• Try it:
If a line in the entries contains the string "RangeTestModuleRadio", include that line in your answer.

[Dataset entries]
Issue #8350, opened 2025-10-15
[Feature Request]: CSV Export doesn't have RSSI


uecken:
### Platform

ESP32

### Description

Please add RSSI in csv export file for coverage analysis.

fifieldt:
@ford-jones you Looked at this file recently didn't you?

ford-jones:
Hey, yeah I did some work in the module cleaning up it's results as they would just hang around in the filesystem.

Happy to take a look into this soon if nobody else beats me to it 🙂

ford-jones:
@fifieldt is there anything else we want to put in here while we're at it? e.g. SNR?

fifieldt:
If it's cheap, go nuts!

PR #8395, opened 2025-10-18
Include RSSI in rangetest csv

ford-jones:
Resolves: #8350 

Writes rx RSSI values alongside rangetest results to `rangetest.csv`.

## 🤝 Attestations

  - [ ] Heltec (Lora32) V3

### DIFF
--- a/src/modules/RangeTestModule.cpp
+++ b/src/modules/RangeTestModule.cpp
@@ -235,8 +235,8 @@ bool RangeTestModuleRadio::appendFile(const meshtastic_MeshPacket &mp)
         }
 
         // Print the CSV header
-        if (fileToWrite.println("time,from,sender name,sender lat,sender long,rx lat,rx long,rx elevation,rx rssi,rx "
-                                "snr,distance,hop limit,payload")) {
+        if (fileToWrite.println("time,from,sender name,sender lat,sender long,rx lat,rx long,rx elevation,rx "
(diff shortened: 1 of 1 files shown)


ford-jones:
Hey @fifieldt, I just realised I haven't actually got two ESP32's handy. I've only got the 1 heltec, the rest is all nRF...
Would you be able to give this a try and fill out the attestation ?

Otherwise, I can test it next week when I see my buddy who also has a heltec v3.

src/modules/RangeTestModule.cpp
```diff
@@ -234,8 +235,8 @@ bool RangeTestModuleRadio::appendFile(const meshtastic_MeshPacket &mp)
         }
 
         // Print the CSV header
-        if (fileToWrite.println(
-                "time,from,sender name,sender lat,sender long,rx lat,rx long,rx elevation,rx snr,distance,hop limit,payload")) {
+        if (fileToWrite.println("time,from,sender name,sender lat,sender long,rx lat,rx long,rx elevation,rx rssi,rx "
```
fifieldt: This is minor, but I feel like we should keep the ordering for existing fields in case any users are relying on that order being the same. Suggestion would be to put rx_rssi on the end as the last field.

ford-jones: Sure thing, makes sense :slightly_smiling_face:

• Solution below:
@@ -235,8 +235,8 @@ bool RangeTestModuleRadio::appendFile(const meshtastic_MeshPacket &mp)
@@ -234,8 +235,8 @@ bool RangeTestModuleRadio::appendFile(const meshtastic_MeshPacket &mp)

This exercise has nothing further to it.